Awarie, upadki i nocny nalot policji. NINIWA Team już za półmetkiem wyprawy rowerowej do Lizbony
Z dystansem prawie 2 tys. kilometrów na licznikach, NINIWA Team rusza w trzeci tydzień drogi do Lizbony, mając przed sobą Andorę, Hiszpanię i Portugalię.
Drugi tydzień wyprawy do Lizbony rowerzyści NINIWA Team rozpoczęli opuszczając Liechtenstein i wspinając się stromymi serpentynami na przełęcz San Bernardino w szwajcarskich Alpach. Podjazd na wysokość ponad 2 tys. m n.p.m. był jednym z najbardziej wymagających momentów całej wyprawy, co szybko wynagrodził ekstremalny zjazd okraszony zapierającymi dech w piersiach widokami.
Po morderczych górskich wyczynach, grupa znalazła nieco ukojenia, kierując się wzdłuż morza przez Włochy, Monako i Lazurowe Wybrzeże na zachód Europy, choć – aby chronić się przed wysysającymi resztki energii upałami – rowerzyści zmienili plan dnia, budząc się i rozpoczynając jazdę jeszcze przed świtem.
Nielegalni imigranci? Nie, pielgrzymi na Światowe Dni Młodzieży
Po drodze nie obyło się bez przygód – zarówno tych możliwych do przewidzenia w wyprawowych warunkach (pęknięta obręcz, uszkodzone pedały, kraksy i upadki na asfalt czy rozwiewane ubrania suszone na rowerowych bagażnikach), jak i zupełnie niespodziewanych.

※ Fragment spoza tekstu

PR #407, opened 2025-04-18
clean out output files in trad dark e2e

kjl0025:
## Describe your changes
Made the traditional dark e2e tests remove any files from the output folder before and after.  This prevents the code from finding any previous *_DRK_CAL.fits file in the output folder.

## Type of change

- [ ] I have linted my code

### DIFF
--- a/tests/e2e_tests/trad_dark_e2e.py
+++ b/tests/e2e_tests/trad_dark_e2e.py
@@ -72,6 +72,10 @@ def test_trad_dark(e2edata_path, e2eoutput_path):
     if not os.path.exists(build_trad_dark_outputdir):
         os.mkdir(build_trad_dark_outputdir)
 
+    # remove any files in the output directory that may have been there previously
+    for f in os.listdir(build_trad_dark_outputdir):
+        os.remove(os.path.join(build_trad_dark_outputdir, f))
+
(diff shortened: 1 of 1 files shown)


tests/e2e_tests/trad_dark_e2e.py
```diff
@@ -237,6 +241,9 @@ def test_trad_dark(e2edata_path, e2eoutput_path):
     # remove from caldb
     trad_dark = data.Dark(generated_trad_dark_file.replace("_L1_", "_L2a_", 1))
     this_caldb.remove_entry(trad_dark)
+    # clean out output files that were made
+    for f in os.listdir(build_trad_dark_outputdir):
```
semaphoreP, line 245: Do we also need to be cleaning out the directory afterwards? Seems like it may be useful to keep the files for manual inspection, and the cleaning of files before the test solves the bug?

semaphoreP (commented):
Do we need to be removing the files after the test as well? Seems like overkill.

tests/e2e_tests/trad_dark_e2e.py
kjl0025: True, sounds good.  Just updated accordingly.

semaphoreP (approved):

PR #417, opened 2025-04-29
PC e2e VAP

### LINKED ISSUE #344: Update trap pumping header keywords to fit within 8 characters
Current trap pumping-only headers implemented in the DRP, TPSCHEME1-TPSCHEME4, are > 8 characters. Update the code (and the wiki L1 header page) to make them TPSCHEM1-TPSCHEM4. This is already implemented on the SSC side and does not require a change request to them.

Tagging @kjl0025 for awareness.

kjl0025:
## Describe your changes
I added extra tests into the PC e2e test for VAP purposes.  Currently, I have the recipes run for PC to exercise the walker for the e2e, but I also run separately from L2a each step needed to get to L2b b/c the output from each of those steps is needed for a VAP test for PC.  We could add a `--VAP` flag to the `pytest` to avoid duplicating runtime for steps if it comes to that.

I also edited the traditional dark e2e and noise map e2e to ensure all expected headers are in the output calibration file (to get a bona fide sample file on the Confluence pages for these calibration products).

I also fixed a few headers that had typos in them to be consistent with Confluence:  B_0_* --> B_O_* and TPSCHEME* --> TPSCHEM*.

Closes #344 .

## Type of change

- [x] I have linted my code


kjl0025:
Also, I have this set to merge into main instead of dev.  @mygouf , the VAP testers need this on main, right?

semaphoreP:
It seems like to me you've: 1) appended to the current e2e test another reduction from scratch, and 2) added a bunch of tests that check the output of the second set of reductions. 

Is there any reason you can't structure it as: a new e2e test function that does all the checks of the output in a single test? I don't really like all these global variables floating around.

mygouf:
> Also, I have this set to merge into main instead of dev. @mygouf , the VAP testers need this on main, right?

Yes, correct. Thanks Kevin!

kjl0025:
The VAP testers want to see what all failed in the output.  If multiple `assert` statements are in a single test function, the function stops once the first `assert` fails, and any other failures from `assert` statements after that don't show up in the output.  

Good point about the global vars, though.  I should `del` them at the end.  I'll push that change.

ajeldorado:
We also want to see some things that passed in the output, but assert statements don't print anything for successful tests. Tim found that some of the functionality print statements are put into a really long header string that is parseable, though, so for some things we could go through the effort of parsing that.

semaphoreP:
Have you tried running `pytest -sv`? The `-sv` flag should print out all print statements to the console.

kjl0025:
I just reopened it to pull in the non-VAP changes, to the dev branch.  I can remove all the VAP test things from here and then tag you on here when I finish if that sounds good?

semaphoreP:
Sounds good. Please also switch the target branch to `develop`.

kjl0025:
@semaphoreP , this should be good to go now.

maxwellmb:
@kjl0025 I think you're due to merge in main (and resolve a conflict)

semaphoreP:
Looks like someone changed it to develop.

The changing of header keywords may hold up the PR. We're trying to establish a new system to handle header changes.

kjl0025:
Yeah, I had switched it to merge to develop, but actually, I agree that these changes here should go into main b/c they fix some headers currently in main that deviate from what is in the Confluence pages (B_0_* --> B_O_* and TPSCHEME* --> TPSCHEM*).

semaphoreP:
We're been asked to freeze changes to main for VAP testing, and, again, headers process is being re-evaluated, so let's wait on this for a bit.

hsergi:
This is also needed for VAP testing, so main is the place. I just had an exchange with Eric:

https://github.jpl.nasa.gov/cgi-fsw/cgi-sit/blob/3bdabcb7aaf8ef3782720ad8e96c8564815129da/13-tdd/vi_tdd_06_ttr5_on_sky_nfov/run_vi_tdd_06_case_01.py#L36

There may be other changes etc

ecady-jpl:
We'll try to work around it for VAP testing for now.

ecady-jpl:
For the record, we found a workaround by manually building the bad frames for the VAP test with other corgidrp hooks, so no further action is needed on this branch to enable VAP testing at this time.

semaphoreP:
@kjl0025 I had to modify the astrometry e2e test (which uses the dark TVAC data) because of the header changes, but it should be ok now. 

@mygouf the headers for the DRP Dark file has changed slightly (it seems like to better reflect TVAC headers). Can you check if these header changes are fine with you? https://github.com/roman-corgi/corgidrp/pull/417/files#diff-4536e15e7e600ad56ec07b89dcf4ed8a7b930be12ee66a78dae2697e489a0ac9

docs/source/data_formats/dark.rst
```diff
@@ -51,8 +51,66 @@ Primary Header (HDU 0)
 +------------+------------+--------------------------------+----------------------------------------------------+
```
juliamilton, line 51: OBSID, BUILD, OBSTYPE keywords should not be included in primary header (no longer being passed in by L1s)

semaphoreP:
@kjl0025 can you edit the e2e input data degeneration to remove these?

kjl0025:
Should be good to go now.  I corrected the reference .rst file and updated the e2e to get the headers correct in the saved output file (from which I assume you made the reference .rst file?).

semaphoreP:
@kjl0025 Could we do this header modification on the input L1 files, rather than the output Dark? We want to get the right answer with the right input data, rather than fudging the output.

kjl0025:
Sure, I can change when in the e2e I delete obsolete headers.  Since the .rst reference files are made from the calibration products made by the e2es, other reference .rst files have the same obsolete headers present.  I can modify their e2es and .rst files as well.

semaphoreP:
@juliamilton, are your comments addressed with these changes?

Issue #293, opened 2025-01-30
There should be the possibility to input a single float data value and error value in the Image class


JuergenSchreiber:
**Is your feature request related to a problem? Please describe.**
We have calibration classes like KGain and FluxcalFactor derived from the Image class, where only 1 float value for the factor and for its error is stored. Up to now this is input using artificial generated 2/3D arrays first.

**Describe the solution you'd like**
Look into the possibility to input single float values to initialize the Image and/or the derived calibration classes.

**Additional context**

PR #423, opened 2025-05-05
Single dim

JuergenSchreiber:
## Describe your changes
make it possible to input single float values to initialize the Image and/or the derived calibration classes like FluxcalFactor or KGain for data and error.
Input float value has to be converted to a 1d array within the initialization.
## Type of change

#293

- [x] I have linted my code

### DIFF
--- a/corgidrp/data.py
+++ b/corgidrp/data.py
@@ -344,22 +344,27 @@ class Image():
                 raise ValueError("Missing primary and/or extension headers, because you passed in raw data")
             self.pri_hdr = pri_hdr
             self.ext_hdr = ext_hdr
-            self.data = data_or_filepath
             self.filedir = "."
             self.filename = ""
-
-            # self.hdu_names = [hdu.name for hdu in self.hdu_list]
-
-            if err is not None:
-                if np.shape(self.data) != np.shape(err)[-self.data.ndim:]:
-                    raise ValueError("The shape of err is {0} while we are expecting shape {1}".format(err.shape[-self.data.ndim:], self.data.shape))
-                #we want to have a 3 dim error array
-                if err.ndim == self.data.ndim + 1:
-                    self.err = err
+            if isinstance(data_or_filepath, float):
+                self.data = np.array([data_or_filepath])
+                if err is not None and isinstance(err, float):
+                    self.err = np.array([err])
                 else:
-                    self.err = err.reshape((1,)+err.shape)
+                    self.err = np.array([0])
             else:
-                self.err = np.zeros((1,)+self.data.shape)
+                self.data = data_or_filepath
+
+                if err is not None:
+                    if np.shape(self.data) != np.shape(err)[-self.data.ndim:]:
+                        raise ValueError("The shape of err is {0} while we are expecting shape {1}".format(err.shape[-self.data.ndim:], self.data.shape))
+                    #we want to have a 3 dim error array
+                    if err.ndim == self.data.ndim + 1:
+                        self.err = err
+                    else:
+                        self.err = err.reshape((1,)+err.shape)
+                else:
+                    self.err = np.zeros((1,)+self.data.shape)
 
             if dq is not None:
                 if np.shape(self.data) != np.shape(dq):
@@ -847,11 +852,11 @@ class KGain(Image):
         if 'RN_ERR' not in self.ext_hdr:
             self.ext_hdr['RN_ERR'] = ''
         # File format checks
-        if self.data.shape != (1,1):
+        if self.data.shape != (1,):
             raise ValueError('The KGain calibration data should be just one float value')
 
-        self._kgain = self.data[0,0] 
-        self._kgain_error = self.err[0,0]
+        self._kgain = self.data[0] 
+        self._kgain_error = self.err[0]
         
         if isinstance(data_or_filepath, str):
             # a filepath is passed in
@@ -1364,7 +1369,7 @@ class FluxcalFactor(Image):
         super().__init__(data_or_filepath, err=err, pri_hdr=pri_hdr, ext_hdr=ext_hdr, err_hdr=err_hdr)
         # if filepath passed in, just load in from disk as usual
         # File format checks
-        if self.data.shape != (1,1):
+        if self.data.shape != (1,):
             raise ValueError('The FluxcalFactor calibration data should be just one float value')
         
         #TBC
@@ -1398,8 +1403,8 @@ class FluxcalFactor(Image):
             self.ext_hdr['DRPCTIME'] =  time.Time.now().isot
             
         # make some attributes to be easier to use
-        self.fluxcal_fac = self.data[0,0]
-        self.fluxcal_err =  self.err[0,0,0]
+        self.fluxcal_fac = self.data[0]
+        self.fluxcal_err =  self.err[0]
 
         # if this is a new FluxcalFactors file, we need to bookkeep it in the header
         # b/c of logic in the super.__init__, we just need to check this to see if it is a new FluxcalFactors file
--- a/corgidrp/data.py
+++ b/corgidrp/data.py
@@ -290,10 +290,12 @@ class Image():
 
                 # we assume that if the err and dq array is given as parameter they supersede eventual err and dq extensions
                 if err is not None:
-                    if np.shape(self.data) != np.shape(err)[-self.data.ndim:]:
+                    if isinstance(err, float):
+                        self.err = np.array([err])
+                    elif np.shape(self.data) != np.shape(err)[-self.data.ndim:]:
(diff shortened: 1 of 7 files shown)


corgidrp/data.py
```diff
@@ -344,22 +346,27 @@ def __init__(self, data_or_filepath, pri_hdr=None, ext_hdr=None, err = None, dq
...
-
-            # self.hdu_names = [hdu.name for hdu in self.hdu_list]
-
-            if err is not None:
-                if np.shape(self.data) != np.shape(err)[-self.data.ndim:]:
-                    raise ValueError("The shape of err is {0} while we are expecting shape {1}".format(err.shape[-self.data.ndim:], self.data.shape))
-                #we want to have a 3 dim error array
-                if err.ndim == self.data.ndim + 1:
-                    self.err = err
+            if isinstance(data_or_filepath, float):
```
semaphoreP, line 351: I generally try to avoid multiple levels of if statements when possible, for maintaining readability.

Can we do the check for float first, and then continue as is. (i.e., starting around line 345 do something like:

```
if isinstance(data_or_filepath, float):
    data_or_filepath = np.array([data_or_filepath])
     if err is not None and isinstance(err, float):
         err = np.array([err])
     else:
          err = np.array([0])
```

After this, we can keep the same logic as before (which already has two levels of if statements).

corgidrp/data.py
```diff
@@ -847,11 +854,11 @@ def __init__(self, data_or_filepath, err = None, ptc = None, pri_hdr=None, ext_h
         if 'RN_ERR' not in self.ext_hdr:
             self.ext_hdr['RN_ERR'] = ''
         # File format checks
-        if self.data.shape != (1,1):
```
semaphoreP, line 850: We may need to check if this will affect anyone other than the DRP (e.g., does GITL use this?), as we don't want to break compatibility.

semaphoreP (changes requested):
A few comments. 
 
 In addition, the e2e tests need to be updated for Kgain and FluxcalFactor, since it appears this breaks backwards compatability? (Maybe we could not break backwards compatability?)

corgidrp/data.py
```diff
@@ -290,10 +290,12 @@ def __init__(self, data_or_filepath, pri_hdr=None, ext_hdr=None, err = None, dq
 
                 # we assume that if the err and dq array is given as parameter they supersede eventual err and dq extensions
                 if err is not None:
-                    if np.shape(self.data) != np.shape(err)[-self.data.ndim:]:
+                    if isinstance(err, float):
+                        self.err = np.array([err])
```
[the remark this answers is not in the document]
JuergenSchreiber: right

JuergenSchreiber:
> A few comments.
> 
> In addition, the e2e tests need to be updated for Kgain and FluxcalFactor, since it appears this breaks backwards compatability? (Maybe we could not break backwards compatability?)

I adjusted calibrate_kgain and calibrate_fluxcal, so the e2e tests work for me.

semaphoreP:
Tagging @mygouf @juliamilton @ajeldorado @ecady-jpl: I'd like to get your input on this PR's proposed change to change the Kgain and FluxCalFactor data format from a shape of (1,1) to a shape of (1,). (This is for the data stored in the Image HDU of the output FITS file). Particularly, for Kgain, does this effect FSW?

ecady-jpl:
There's no FSW, impact, no, if it's just that scalar value.  That value has to get moved into a different command outside of Python to go to the spacecraft, so whether it's a 1D or 2D ndarray makes no difference there.

semaphoreP:
> > A few comments.
> > In addition, the e2e tests need to be updated for Kgain and FluxcalFactor, since it appears this breaks backwards compatability? (Maybe we could not break backwards compatability?)
> 
> I adjusted calibrate_kgain and calibrate_fluxcal, so the e2e tests work for me.

I just tried again and kgain_e2e.py and nonlin_e2e.py still fail for me, even though they work on develop branch for me? 

Can you merge `develop` into this branch so I can run the e2e tests on github actions to double check?

corgidrp/data.py
JuergenSchreiber: > I'm not sure I follow. Aren't we in the case data is passed in directly (not loading an existing FITS file), so err and dq do need to be passed in?

I was talking about the other case, so if loading an FITS file, we do not need to check about the err and dq array input.

semaphoreP: Let's not worry about that for this PR. I do agree that it's not really necessary.

JuergenSchreiber:
> Ok, right PR this time. @JuergenSchreiber, please check and fix the e2e tests: https://github.com/roman-corgi/corgidrp/actions/runs/15166946113

Ah, now I see what you mean....

semaphoreP:
@JuergenSchreiber the e2e tests are still failing for me..

JuergenSchreiber:
Most e2e tests work now but I get some errors I think that come from another problem?
test_trap_pump_cal - cal.tpumpanalysis.tpump_final.TPumpAnException: metadata file inconsistent ..
FAILED tests/e2e_tests/zz_dataformat_e2e.py::test_l2banalog_dataformat_e2e - AssertionError: assert 9 == 0
FAILED tests/e2e_tests/zz_dataformat_e2e.py::test_l2bpc_dataformat_e2e - AssertionError: assert 18 == 0
FAILED tests/e2e_tests/zz_dataformat_e2e.py::test_astrom_dataformat_e2e - AssertionError: assert 10 == 0
FAILED tests/e2e_tests/zz_dataformat_e2e.py::test_bpmap_dataformat_e2e - IndexError: list index out of range
FAILED tests/e2e_tests/zz_dataformat_e2e.py::test_flat_dataformat_e2e - IndexError: list index out of range
FAILED tests/e2e_tests/zz_dataformat_e2e.py::test_noisemaps_dataformat_e2e - AssertionError: assert 10 == 0
FAILED tests/e2e_tests/zz_dataformat_e2e.py::test_dark_dataformat_e2e - AssertionError: assert 10 == 0
FAILED tests/e2e_tests/zz_dataformat_e2e.py::test_tpump_dataformat_e2e - IndexError: list index out of range

semaphoreP:
Can you try deleting the `trap_pump_cal_output` dir and trying to rerun the trap_pump_cal test again? 

For the non-trap-pump related ones, I think these tests are failing because the headers changed due to the datatype of kgain/kgain_er changing (some switched between int and float). If you copy the .rst files from `tests/e2e_tests/data_format_docs/` t `docs/source/data_formats/` and commit the new data_format_docs, that will make the tests pass and show us the changes that have been made to the data_format_docs as part of the git commit history.

Let me know if that makes sense.

JuergenSchreiber:
ok, thanks, now its much better, but still 2 failures
FAILED tests/e2e_tests/zz_dataformat_e2e.py::test_bpmap_dataformat_e2e - IndexError: list index out of range
FAILED tests/e2e_tests/zz_dataformat_e2e.py::test_flat_dataformat_e2e - IndexError: list index out of range

semaphoreP:
I checked on Github pipelines, and all the e2e tests pass. Horray! 

@juliamilton Some data format changes that affect confluence. Let us know if these sound reasonable to you:
 * Kgain and absflux data are now shape (1,) instead of (1,1) previously. We already checked with Eric above that this shouldn't affect customers, but will change the confluence documentation for v3
 * KGAINPAR and KGAIN_ER could be int or float sometimes. Is that ok? do we have to be strict between float and int?

corgidrp/data.py
```diff
@@ -340,27 +344,31 @@ def __init__(self, data_or_filepath, pri_hdr=None, ext_hdr=None, err = None, dq
...
+            else:
+                self.data = data_or_filepath
+                if err is not None:
+                    if np.shape(self.data) != np.shape(err)[-self.data.ndim:]:
+                        raise ValueError("The shape of err is {0} while we are expecting shape {1}".format(err.shape[-self.data.ndim:], self.data.shape))
+                    #we want to have a 3 dim error array
+                    if err.ndim == self.data.ndim + 1:
+                        self.err = err
+                    else:
+                        self.err = err.reshape((1,)+err.shape)
```
semaphoreP, line 362: I think these lines of code (362, 364) produce an error of default datatype int, instead of float. Please change this is the KGAIN_ER should output only floats.

semaphoreP:
@JuergenSchreiber we should fix the KGAIN_ER being int in some cases.  I think I figured out why above. Otherwise, looks good.

JuergenSchreiber:
> @JuergenSchreiber we should fix the KGAIN_ER being int in some cases. I think I figured out why above. Otherwise, looks good.

Ok, in Image I now tried to allow only inputs that are float or have a len attribute. If float data input I only allow a float error input. What do you think?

„Gdy jest już po północy, Sławek budzi się i postanawia iść za potrzebą »na stronę«. Ale nie to jest tą zaskakującą sytuacją, a fakt, że gdy tylko wychodzi z namiotu, spotyka na swej drodze – tuż przy naszym dzikim obozowisku – szesnastu uzbrojonych i zaopatrzonych w kamizelki kuloodporne policjantów, którzy chwilę wcześniej wysiedli z czterech radiowozów. Od razu wiadomo, że trzeba się będzie mocno tłumaczyć, gdyż jest przypuszczenie, że biorą nas np. za nielegalnych imigrantów z niecnymi zamiarami. Niestety Górnik po francusku ni w ząb, zatem potrzebna jest pomoc innych osób z naszej grupy. Lekka konsternacja, policjanci przechodzą obok naszych namiotów, świecąc po nich mocno niebieskimi światłami i głośno wydając komunikaty w języku francuskim. Wypytują o alkohol, narkotyki, ogień i o to, kim jesteśmy” – opisuje to zdarzenie Amelia, jedna z autorek codziennych relacji do książki, jaka zostanie wydana po wyprawie.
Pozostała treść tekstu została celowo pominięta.